This is the GitHub Repository for the Final Project of the discipline DS-GA 1019 - Advanced Python for Data Science at New York University (Spring 2023).
Authors:
- Jennifer Rodriguez-Trujillo (NYU CDS 2023 - jr5951@nyu.edu)
- Joseph Schuman (NYU CDS 2023 - js12580@nyu.edu)
- Khevna Parikh (NYU CDS 2023 - kp2936@nyu.edu)
- Kristin Mullaney (NYU CDS 2023 - kmm9492@nyu.edu)
- Rodrigo Kreis de Paula (NYU CDS 2023 - rk4197@nyu.edu)

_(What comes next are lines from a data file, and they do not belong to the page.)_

PR #377, opened 2026-08-24
fix(gl): derive View: URL from node instead of hardcoding gitlawb.com (#370)

### LINKED ISSUE #370: gl repo create prints a View: URL on gitlawb.com that 404s for any repo not on node.gitlawb.com
## What happens

`gl repo create` prints a `View:` URL that 404s for any repo not hosted on `node.gitlawb.com`.

Creating a repo against a self-hosted node:

```
$ GITLAWB_NODE=https://origin.gitlawb.com gl repo create my-repo
✓ Created repository: my-repo
  Clone: git clone gitlawb://did:key:z6Mk…/my-repo
  HTTP:  https://origin.gitlawb.com/z6Mk…/my-repo.git
  View:  https://gitlawb.com/z6Mk…/my-repo          ← 404
```

`Clone:` and `HTTP:` are both correct and both work. `View:` is built against `gitlawb.com` regardless of which node the repo was just created on:

```
https://gitlawb.com/<did>/<repo>
  → 307 → https://explorer.gitlawb.com/repos/<did>/<repo>
  → 404
```

The explorer is backed by the main network, so it can only resolve repos that node knows about. Confirmed by asking each node directly for the same repo:

| node | `/api/v1/repos/<did>/<repo>` |
|---|---|
| `origin.gitlawb.com` | 200 |
| `node.gitlawb.com` | 404 |
| `node2.gitlawb.com` | 404 |
| `node3.gitlawb.com` | 404 |

## Why it matters

This is the first thing a self-hosting operator sees after their first successful command, and it is the one line of the three that is wrong. The failure is also silent in the unhelpful direction: the URL is well-formed and the 307 makes it look like it resolved somewhere real, so the natural conclusion is "my repo did not get created" rather than "this link was never going to work".

Anyone posting or sharing that link — which is what a `View:` line invites — shares a 404.

## Two things tangled together

1. **The URL is unconditional.** `View:` should be derived from the node the repo was created on, or omitted when that node has no known web view. Printing a link to a service that cannot see the repo is worse than printing nothing.

2. **`origin.gitlawb.com` has no peers**, so nothing it hosts can propagate anywhere the explorer could find it:
   ```
   $ curl https://origin.gitlawb.com/api/v1/peers
   {"count":0,"peers":[]}
   ```
   That may be intentional for that particular node, but it means (1) is not a display bug alone — there is genuinely no URL that would work for this repo today. Worth deciding separately whether that node should be peered and added to `bootstrap-peers.json`.

## Suggested direction

For (1): only print `View:` when the target node is one with a known web view — or make the web view host a property the node advertises on `GET /`, alongside `did` and `version`, and print the line only when the node supplies one. That keeps the CLI from hardcoding a topology it cannot verify.

## Environment

- `gl` @ `fad75a6`, reports `gl 0.7.1`
- node `origin.gitlawb.com`, v0.7.1, `network: alpha`

Gravirei:
## Summary

gl repo create and gl mirror print a `View:` link unconditionally pointed at `gitlawb.com`, which 404s for repos on self-hosted nodes.

## Motivation & context

Closes #370

After `gl repo create` on a self-hosted node, the `View:` URL resolves through `gitlawb.com` → `explorer.gitlawb.com`, which can only see repos on the main network. Self-hosted repos silently 404. The fix lets nodes advertise an optional `web_url` so the CLI only prints a working link.

## Kind of change

- [x] Bug fix

## What changed

- **gitlawb-node/config.rs**: Added `web_url: Option<String>` config field (`GITLAWB_WEB_URL` env var). When set, the node advertises it in `GET /`.
- **gitlawb-node/server.rs**: `node_info` conditionally includes `web_url` in the response.
- **gitlawb-node/main.rs**: `DegradedState`, `build_degraded_router`, `run_degraded_server`, and `degraded_node_info` propagate and include `web_url`.
- **gl/repo.rs**: After repo creation, fetches `GET /` and only prints `View:` when the node supplies `web_url`.
- **gl/mirror.rs**: Same pattern — only prints `View:` when `web_url` is present.

## How a reviewer can verify

```sh
# 1. Node without GITLAWB_WEB_URL — View: line should NOT appear
cargo run -p gitlawb-node &
GITLAWB_NODE=http://localhost:7545 gl repo create test-repo
# (no View: in output)

# 2. Node with GITLAWB_WEB_URL — View: line should use the configured URL
GITLAWB_WEB_URL=https://gitlawb.com cargo run -p gitlawb-node &
GITLAWB_NODE=http://localhost:7545 GITLAWB_WEB_URL=https://gitlawb.com gl repo create test-repo
# View:  https://gitlawb.com/<owner>/<repo>
```

## Before you request review

- [x] `cargo test --workspace` passes locally (pre-existing failures in events/arweave tests unrelated)
- [ ] New behavior is covered by tests (node_info has no existing test suite; CLI tests pass)
- [x] Docs / `.env.example` updated if behavior or config changed (or N/A) — new env var, no docs break

## Protocol & signing impact

## Notes for reviewers

- `web_url` is entirely opt-in: nodes that don't set `GITLAWB_WEB_URL` omit it from `GET /`, and the CLI silently skips the `View:` line. No behavior change for existing deployments.
- The `GET /` endpoint is already public (no auth), consistent with how node identity info is served.

## Summary by CodeRabbit

- **New Features**
  - Added optional web frontend URL configuration via `GITLAWB_WEB_URL` or `--web-url`.
  - Node information and degraded-mode responses include the configured URL when available.
  - Mirror and repository creation commands display a “View” link when supported.

- **Bug Fixes**
  - Removed hardcoded web links and suppress links when metadata is unavailable or invalid.
  - Web URLs must be absolute HTTP(S) addresses without query strings or fragments.
  - Improved warnings for unreachable nodes and invalid advertised URLs.

- **Documentation**
  - Added configuration guidance and examples for `GITLAWB_WEB_URL`.

### DIFF
--- a/.env.example
+++ b/.env.example
@@ -10,6 +10,12 @@ GITLAWB_KEY=/data/keys/identity.pem
 # Publicly reachable URL of this node (used in peer announcements)
 GITLAWB_PUBLIC_URL=https://your-node.example.com
 
+# Base URL for the web view of repos on this node (used by `gl` to print a
+# working View: link after repo creation). Omit for nodes with no web front-end.
+# Distinct from GITLAWB_PUBLIC_URL: that is API reachability for peers;
+# this is browser reachability for humans.
+# GITLAWB_WEB_URL=https://gitlawb.com
+
 # ── Server ────────────────────────────────────────────────────────────────
 GITLAWB_HOST=0.0.0.0
 GITLAWB_PORT=7545
--- a/Cargo.lock
+++ b/Cargo.lock
@@ -2630,7 +2630,7 @@ source = "registry+https://github.com/rust-lang/crates.io-index"
 checksum = "7ab67060fc6b8ef687992d439ca0fa36e7ed17e9a0b16b25b601e8757df720de"
 dependencies = [
  "data-encoding",
- "syn 2.0.117",
+ "syn 1.0.109",
 ]
 
 [[package]]
@@ -3002,7 +3002,7 @@ source = "registry+https://github.com/rust-lang/crates.io-index"
 checksum = "39cab71617ae0d63f51a36d69f866391735b51691dbda63cf6f96d042b63efeb"
 dependencies = [
  "libc",
- "windows-sys 0.61.2",
+ "windows-sys 0.52.0",
 ]
 
 [[package]]
@@ -3544,9 +3544,9 @@ dependencies = [
 
 [[package]]
 name = "h2"
-version = "0.4.13"
+version = "0.4.19"
 source = "registry+https://github.com/rust-lang/crates.io-index"
-checksum = "2f44da3a8150a6703ed5d34e164b875fd14c2cdab9af1252a9a1020bde2bdc54"
+checksum = "ef8e5e5a340588f4452631496976cf8636d4a7ecf600239fdc27615d2530bc16"
 dependencies = [
  "atomic-waker",
  "bytes",
@@ -3865,7 +3865,7 @@ dependencies = [
  "libc",
  "percent-encoding",
  "pin-project-lite",
- "socket2 0.6.3",
+ "socket2 0.5.10",
  "tokio",
  "tower-service",
  "tracing",
@@ -5433,7 +5433,7 @@ dependencies = [
  "quinn-udp",
  "rustc-hash",
  "rustls",
- "socket2 0.6.3",
+ "socket2 0.5.10",
  "thiserror 2.0.18",
  "tokio",
  "tracing",
@@ -5470,7 +5470,7 @@ dependencies = [
  "cfg_aliases",
  "libc",
  "once_cell",
- "socket2 0.6.3",
+ "socket2 0.5.10",
  "tracing",
  "windows-sys 0.52.0",
 ]
@@ -5902,7 +5902,7 @@ dependencies = [
  "errno",
  "libc",
  "linux-raw-sys",
- "windows-sys 0.61.2",
+ "windows-sys 0.52.0",
 ]
 
 [[package]]
@@ -6796,7 +6796,7 @@ dependencies = [
  "getrandom 0.4.2",
  "once_cell",
  "rustix",
- "windows-sys 0.61.2",
+ "windows-sys 0.52.0",
 ]
 
 [[package]]
--- a/Cargo.lock
+++ b/Cargo.lock
@@ -2181,7 +2181,7 @@ version = "3.1.1"
 source = "registry+https://github.com/rust-lang/crates.io-index"
 checksum = "faf9468729b8cbcea668e36183cb69d317348c2e08e994829fb56ebfdfbaac34"
 dependencies = [
- "windows-sys 0.48.0",
+ "windows-sys 0.61.2",
 ]
 
 [[package]]
@@ -2630,7 +2630,7 @@ source = "registry+https://github.com/rust-lang/crates.io-index"
 checksum = "7ab67060fc6b8ef687992d439ca0fa36e7ed17e9a0b16b25b601e8757df720de"
 dependencies = [
  "data-encoding",
- "syn 1.0.109",
+ "syn 2.0.117",
 ]
 
 [[package]]
@@ -3002,7 +3002,7 @@ source = "registry+https://github.com/rust-lang/crates.io-index"
 checksum = "39cab71617ae0d63f51a36d69f866391735b51691dbda63cf6f96d042b63efeb"
 dependencies = [
  "libc",
- "windows-sys 0.52.0",
+ "windows-sys 0.61.2",
 ]
 
 [[package]]
@@ -3866,7 +3866,7 @@ dependencies = [
  "libc",
  "percent-encoding",
  "pin-project-lite",
- "socket2 0.5.10",
+ "socket2 0.6.3",
  "tokio",
  "tower-service",
  "tracing",
@@ -5434,7 +5434,7 @@ dependencies = [
  "quinn-udp",
  "rustc-hash",
  "rustls",
- "socket2 0.5.10",
+ "socket2 0.6.3",
  "thiserror 2.0.18",
  "tokio",
  "tracing",
@@ -5471,7 +5471,7 @@ dependencies = [
  "cfg_aliases",
  "libc",
  "once_cell",
- "socket2 0.5.10",
+ "socket2 0.6.3",
  "tracing",
  "windows-sys 0.52.0",
 ]
@@ -5903,7 +5903,7 @@ dependencies = [
  "errno",
  "libc",
  "linux-raw-sys",
- "windows-sys 0.52.0",
+ "windows-sys 0.61.2",
 ]
 
 [[package]]
@@ -6797,7 +6797,7 @@ dependencies = [
  "getrandom 0.4.2",
  "once_cell",
  "rustix",
- "windows-sys 0.52.0",
+ "windows-sys 0.61.2",
 ]
 
 [[package]]
--- a/Cargo.lock
+++ b/Cargo.lock
@@ -3483,6 +3483,7 @@ dependencies = [
  "tracing",
  "tracing-subscriber",
  "unicode-normalization",
+ "url",
  "uuid",
  "zstd",
 ]
@@ -3508,6 +3509,7 @@ dependencies = [
  "tokio",
  "tracing",
  "tracing-subscriber",
+ "url",
  "urlencoding",
  "uuid",
 ]
--- a/Cargo.toml
+++ b/Cargo.toml
@@ -51,12 +51,11 @@ tracing-subscriber = { version = "0.3", features = ["env-filter"] }
 chrono = { version = "0.4", features = ["serde"] }
 # uuid
 uuid = { version = "1", features = ["v4"] }
-# URL parsing (absolute browser URLs for GITLAWB_WEB_URL / node web_url)
-url = "2"
 # http client
 reqwest = { version = "0.12", features = ["blocking", "json", "multipart", "rustls-tls"], default-features = false }
 # URL parsing (what reqwest::Url re-exports, so the shared redirect predicate can
-# take a parsed URL without pulling reqwest into gitlawb-core)
+# take a parsed URL without pulling reqwest into gitlawb-core; also used for the
+# absolute-browser-url validation on GITLAWB_WEB_URL in the node and CLI)
 url = "2"
 # HMAC
 hmac = "0.12"
--- a/Cargo.toml
+++ b/Cargo.toml
@@ -51,6 +51,8 @@ tracing-subscriber = { version = "0.3", features = ["env-filter"] }
 chrono = { version = "0.4", features = ["serde"] }
 # uuid
 uuid = { version = "1", features = ["v4"] }
+# URL parsing (absolute browser URLs for GITLAWB_WEB_URL / node web_url)
+url = "2"
 # http client
 reqwest = { version = "0.12", features = ["blocking", "json", "multipart", "rustls-tls"], default-features = false }
 # HMAC
--- a/crates/gitlawb-node/Cargo.toml
+++ b/crates/gitlawb-node/Cargo.toml
@@ -23,6 +23,7 @@ tracing = { workspace = true }
 tracing-subscriber = { workspace = true }
 chrono = { workspace = true }
 uuid = { workspace = true }
+url = { workspace = true }
 axum = { version = "0.8", features = ["http1", "http2", "json", "ws"] }
 async-graphql = { version = "7", features = ["chrono", "uuid", "tracing"] }
 async-graphql-axum = "7"
--- a/crates/gitlawb-node/src/config.rs
+++ b/crates/gitlawb-node/src/config.rs
@@ -1527,6 +1527,8 @@ mod tests {
         let mut cfg = Config::parse_from(["gitlawb-node"]);
         cfg.web_url = Some("http://localhost:8080/ui".into());
         assert!(cfg.validate().is_ok(), "port+path web_url must validate");
+    }
+
     /// The DECLARED default, read off the parser rather than out of a parse.
     ///
     /// `Config::parse_from` consults the process environment, so on a host that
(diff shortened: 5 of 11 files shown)


beardthelion (dismissed):
I read the diff on head 9ca4fcff, ran `cargo test -p gl repo::tests::test_cmd_create_success` (green, no View: because GET / is unmocked), and premise-mutated both sides: removing the server web_url insert left the full gitlawb-node suite green; removing the CLI View block or restoring the hardcoded gitlawb.com link also left test_cmd_create_success green. The core design is sound: stop hardcoding gitlawb.com, advertise web_url from the node, print View: only when present, trim trailing slashes on the CLI. CodeRabbit's normalization ask is already on head. I am declining their silent-omit ask: this matches the existing fail-soft pattern for optional post-success hints (repo.rs replica count).

One process note, not a finding: open PR #325 also touches crates/gitlawb-node/src/config.rs and is likely to land first. Expect a rebase conflict there, not a design rework.

## Findings

- [P2] Pin the View-URL behavior with load-bearing tests
  `crates/gl/src/repo.rs:838`
  test_cmd_create_success mocks only POST /api/v1/repos and never asserts stdout. Restoring the hardcoded gitlawb.com View line still passes. Add a mock GET / returning {"web_url":"https://example.com",...}, capture stdout, assert the View: line uses that base; add a case with no web_url (or failed GET /) asserting no View: and no gitlawb.com. Mirror should get the same treatment or share a small helper under test.

- [P2] Reject empty or whitespace-only GITLAWB_WEB_URL at boot
  `crates/gitlawb-node/src/config.rs:574`
  Clap maps GITLAWB_WEB_URL="" to Some("") not None, and the node advertises it whenever is_some(). Whitespace-only values produce a broken View: line. Add a Config::validate() check (trim, reject if empty) or normalize to None.

- [P3] Document GITLAWB_WEB_URL beside GITLAWB_PUBLIC_URL
  `.env.example:11`
  The struct field and clap help exist, but .env.example only documents GITLAWB_PUBLIC_URL. Operators need a one-line distinction: API reachability vs browser View base.

Not an ask, recorded only: gl peer add reading public_url from GET / is a pre-existing contract gap, not introduced here. Fleet deploy templates setting only GITLAWB_PUBLIC_URL means View links stay hidden until someone sets GITLAWB_WEB_URL separately; that is a deployment follow-up, not a blocker on this PR.

beardthelion (dismissed):
Re-read head 195a0179. CI on this head is green except cargo audit (fleet advisory). Your three asks from my first round are on head: six load-bearing `fetch_node_web_url` unit tests, `Config::validate` rejects empty/whitespace, and `.env.example` documents `GITLAWB_WEB_URL`. `test (stable)` passed on 195a0179. A cross-model refute pass on this head found one gap the first round missed.

One process note, not a finding: open PRs #324, #325, and #330 also touch `config.rs`; expect a rebase conflict when those land.

## Findings

- [P2] Sanitize and cap the node-advertised web_url before printing it
  `crates/gl/src/repo.rs:231`
  `fetch_node_web_url` parses `GET /` with unbounded `.json().await` and returns `web_url` for `println` without stripping control characters. `peer add` already uses `read_body_capped` plus `sanitize_node_msg` before terminal output for untrusted remote bytes (`peer.rs` around 198 and 160). A hostile node the operator pointed `gl` at can embed ANSI or newlines in `web_url` and they render on the `View:` line. Cap the `GET /` body before parse and run the same `sanitize_node_msg` pass before return or print. Add a unit test with control bytes in the mock `web_url` asserting they do not reach the returned string.

beardthelion (dismissed):
Re-read head 57276ca. CI is green except cargo audit (fleet advisory). The #370 core is in place: nodes advertise optional web_url, the CLI prints View: only when present, and validate_web_url rejects empty, scheme-less, and non-http(s) values at boot. 57276ca also adds transport-error warnings on GET / and rejects query/fragment web_urls on both sides. I ran a rustc probe against validate_web_url: "https://git lawb.com" fails parse, but "https://example.com/\x1b[31m" still passes with control bytes in the stored string.

Open PRs #285, #324, #325, #173, and #330 also touch config.rs; expect a rebase conflict when those land, not a design rework.

## Findings

- [P2] Cap and sanitize web_url before terminal output
  `crates/gl/src/repo.rs:249`
  fetch_node_web_url still calls info_resp.json().await on the full GET / body and returns the raw JSON string for println without sanitize_node_msg. peer.rs already treats caller-chosen node replies as the least trusted bytes in gl: read_body_capped(resp, 8 * 1024) then defang before the terminal (peer.rs:198-202, http.rs:209-236). A hostile node can pass http(s) url::Url parse with ANSI, bell, or bidi controls in the path; those bytes reach View: in both cmd_create and mirror.rs. Mirror the peer pattern here: cap the body, parse from the cap, run sanitize_node_msg on the accepted base before return/print, and add a unit test with control bytes in the mock web_url asserting they do not reach the returned string. The malformed-web_url stderr path should sanitize trimmed the same way.

Not an ask, recorded only: test_cmd_create_success still does not mock GET / or assert stdout; the helper unit tests cover #370 at the function level.

beardthelion (dismissed):
Re-read head 6c40812. CI is green. The cap-and-sanitize round from my last review is on head: `fetch_node_web_url` caps GET / at 8 KiB (`read_body_capped`), rejects C0 controls and bidi-format chars, and `cargo test -p gl fetch_node_web_url` is 11/11 green including `test_fetch_node_web_url_rejects_control_bytes`. Node boot validation, `.env.example`, and the shared helper wiring in `mirror.rs` all look right for #370.

One gap remains in the same terminal-safety class.

## Findings

- [P2] Reject U+2028 and U+2029 in advertised web_url before printing View:
  `crates/gl/src/repo.rs:274`
  `fetch_node_web_url` gates on `is_control()` and `is_bidi_format()`, but U+2028 LINE SEPARATOR and U+2029 PARAGRAPH SEPARATOR are neither (`rustc`: both `is_control=false`, not in `is_bidi_format`). I mocked GET / with `web_url` containing U+2028; the helper returned `Some("https://example.com/\u{2028}evil")`, which would reach `println!("  View: ...")` in both `cmd_create` and `mirror.rs`. Those code points break the terminal line the same way a newline would. Extend the rejection predicate to cover them and add a unit-test case; optionally mirror the same rule in `validate_web_url` at boot so the node does not advertise them on GET /.

One process note, not a finding: open PRs #285, #324, and #325 also touch `crates/gitlawb-node/src/config.rs`. Expect a rebase conflict when those land.

Not an ask, recorded only: I am declining CodeRabbit's warn-on-invalid-JSON thread again. A 200 with unparseable JSON is the same fail-soft contract as a missing `web_url` field for this optional hint. Node boot `validate_web_url` does not yet reject control/bidi bytes the client already blocks; defense in depth only, not blocking here. The `read_body_capped` call is present but not proven load-bearing by an oversized-body case in the helper tests; the implementation matches the `peer.rs` precedent.

beardthelion (dismissed):
Re-read head a6113fd8 after the main merge. CI is red workspace-wide: `crates/gitlawb-node/src/config.rs` is missing a closing `}` after `web_url_rejects_non_absolute_or_non_browser_urls` (~line 1529), so the next test nests inside it and the crate does not compile. I counted braces in `mod tests`: 47 open, 46 close. Prior head 6c40812 was green on the node `web_url` tests; this is a merge regression, not a logic revert.

When the tree compiles, the #370 core from my last round is still there: optional `GITLAWB_WEB_URL` with boot validation, `GET /` advertises it, `fetch_node_web_url` caps the body at 8 KiB, warns on transport/status/malformed advertisement, and rejects control/bidi bytes before any `View:` line. Query/fragment rejection is symmetric between node `validate_web_url` and the CLI helper.

## Findings

- [P1] Close the missing brace in the config test module
`crates/gitlawb-node/src/config.rs:1529`
Add `}` after the `port+path web_url must validate` assert so `web_url_rejects_non_absolute_or_non_browser_urls` closes before `enforce_owner_push_is_declared_true_independent_of_the_environment`. Without it `cargo check -p gitlawb-node` and the full workspace CI matrix fail. This landed in the a6113fd8 merge, not in the feature commits.

- [P2] Pin the #370 premise with a cmd_create integration test
`crates/gl/src/repo.rs:904`
`test_cmd_create_success` mocks only `POST /api/v1/repos` and never `GET /`. If `cmd_create` went back to hardcoding `https://gitlawb.com` for `View:`, that test would still pass. The ten `fetch_node_web_url_*` tests cover the helper, not the command path. Add a test that mocks both routes: with `web_url` advertised, assert stdout contains `View: https://.../{owner}/{name}`; without it, assert no `View:` line. That is the load-bearing check for issue #370.

Not an ask, recorded only: CodeRabbit's two unresolved threads (warn on invalid JSON / non-string `web_url`; reject bidi in node `validate_web_url`) are reasonable polish. Invalid JSON on a 200 `GET /` is already fail-soft with no warning by design; bidi in operator config is trusted and the CLI already rejects bidi on the advertised value before print. Neither blocks merge once CI is green.

One process note, not a finding: rebase may conflict with #285/#324/#325 on `config.rs`; resolve against whichever of those merges first.

jatmn (dismissed):

## Findings

- [P2] Normalize the configured URL before advertising it
  `crates/gitlawb-node/src/config.rs:782`

  `validate_web_url` intentionally accepts surrounding whitespace by parsing `raw.trim()`, but it does not normalize `Config.web_url`. Both `node_info` and `degraded_node_info` then serialize the original string. As a result, `GITLAWB_WEB_URL=" https://git.example "` starts successfully even though `GET /` advertises a value with leading/trailing whitespace rather than the valid absolute URL that was actually checked. The current `gl` helper hides this inconsistency by trimming a second time, but any other node-info consumer that parses `web_url` directly can reject it or generate a broken browser link.

  Please fix the root cause at the configuration boundary: define one canonical representation for `web_url`, store that normalized representation after validation, and use it for both normal and degraded node-info responses. Alternatively, reject any input that is not already canonical. Keep the existing support for valid HTTP(S) bases with paths and ports, and retain the CLI’s defensive validation for remote nodes.

- [P2] Reject credentials in advertised web URLs
  `crates/gitlawb-node/src/config.rs:790`

  The new validation accepts URL userinfo because it only checks scheme, query, and fragment. For example, `https://user:secret@example.com` is accepted as `GITLAWB_WEB_URL`; the node publishes that exact value from public `GET /`, and `fetch_node_web_url` returns the original string for both `gl repo create` and `gl mirror` to print in their `View:` lines. That exposes an accidentally configured password or token in public metadata, terminal scrollback, CI logs, and any captured command output.

  Please address this at the root cause by treating `web_url` as a credential-free browser origin/path, not an arbitrary HTTP URL. Reject URLs whose parsed representation contains a username or password during node startup validation, and enforce the same constraint when the CLI consumes an advertisement from a remote node. Add regression coverage for user-only and user-plus-password forms, and preserve support for ordinary host, port, and path base URLs.

beardthelion (dismissed):
Re-read head 4c485112. CI is 12/12 green. The merge-regression items from my last round are fixed: the config test module compiles, and `cmd_create_view_url` integration test pins the #370 premise (hardcoding `gitlawb.com` fails it RED). The core design still looks right: optional `GITLAWB_WEB_URL`, advertised on `GET /`, CLI prints `View:` only when present.

Two gaps remain at the configuration boundary before this can merge.

## Findings

- [P2] Store and advertise a canonical web_url
  `crates/gitlawb-node/src/config.rs:782`
  `validate_web_url` validates `raw.trim()` but leaves `Config.web_url` as the operator typed it. `node_info` and `degraded_node_info` then serialize that raw string on public `GET /`. I set `web_url` to `"  https://git.example  "` in a config test and validation passes while the advertised value still carries padding. The CLI trims again in `fetch_node_web_url`, which hides the bug on the View line, but any other consumer that parses `web_url` directly gets a non-canonical base. Normalize to one stored form after validation (or reject non-canonical input outright) and use that everywhere you advertise it.

- [P2] Reject userinfo in web_url values
  `crates/gitlawb-node/src/config.rs:790`
  Validation checks scheme, query, and fragment only. `https://user:secret@example.com` passes boot, is published verbatim on `GET /`, and `fetch_node_web_url` returns the original string for `View:` output. That puts an accidentally configured password into public metadata, terminal scrollback, and CI logs. Treat `web_url` as a credential-free browser base: reject URLs with a username or password at node startup and in the CLI when consuming a remote advertisement. Add regression tests for user-only and user-plus-password forms.

Not an ask, recorded only: `cmd_create_view_url.rs` should call `assert_async()` on its mockito mocks when you touch tests again; the house pattern elsewhere in `gl` does.

beardthelion (approved):
Re-read head 10da6f6b. CI is 12/12 green on this head. I ran `cargo test -p gl fetch_node_web_url` (12 pass), `cargo test -p gl --test cmd_create_view_url` (1 pass), and `cargo test -p gitlawb-node web_url` (3 pass). Premise mutation on `cmd_create` (hardcoded `gitlawb.com` instead of `fetch_node_web_url`) turned `cmd_create_view_url_tracks_node_advertisement` RED; restoring the fetch path turned it green again. Vacuity on the `validate_web_url` userinfo guard turned `web_url_rejects_non_absolute_or_non_browser_urls` RED.

jatmn's two P2s from `4c485112` are on head: `Config::validate` now rewrites `web_url` to the canonical `url::Url::to_string()` form, and both node boot validation and `fetch_node_web_url` reject userinfo. Normal and degraded `GET /` both emit the same post-validate string. `web_url` is browser metadata, not server egress, so skipping `is_public_http_url` is correct for self-hosted front-ends.

Open PRs #285, #325, and #324 will move `config.rs` before this lands; expect a rebase, not a design redo.

Not an ask, recorded only: node-side `validate_web_url` could mirror the CLI's control/bidi rejection so misconfigured `GITLAWB_WEB_URL` never publishes terminal-dangerous bytes on public `GET /` for non-CLI consumers. The `View:` path is already protected client-side.

Not an ask, recorded only: a 200 `GET /` with invalid JSON still omits `View:` without a stderr warning (transport and HTTP failures do warn). Cosmetic degrade, not a regression from #370.

jatmn (approved):
LGTM

beardthelion:
@kevincodex1 LGTM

- Sarvesh Patki (NYU CDS 2023 - ssp6603@nyu.edu)
Summary:
This project aims to use optimization techniques to improve the performance of a logistic regression model. This model predicts whether a customer will default on their credit card payments within 120 days, which is crucial for managing risk in a consumer lending business. By optimizing the code, the project hopes to effectively analyze extensive and complex data to quickly identify future defaults, leading to cost savings for businesses and consumers. The project will utilize techniques such as line profiling, minimizing repetitive for-loops, vectorization through NumPy, Python Jax, and Numba to improve the code's performance. The focus of the project is not on the actual model itself but rather on how well the code can be optimized to process the dataset efficiently.
Keywords:
Parallel Computing - Python - Numba - Cython - NumPy - Jax
Licence:
This repo is licenced under the MIT Licence. See "LICENCE" for more details.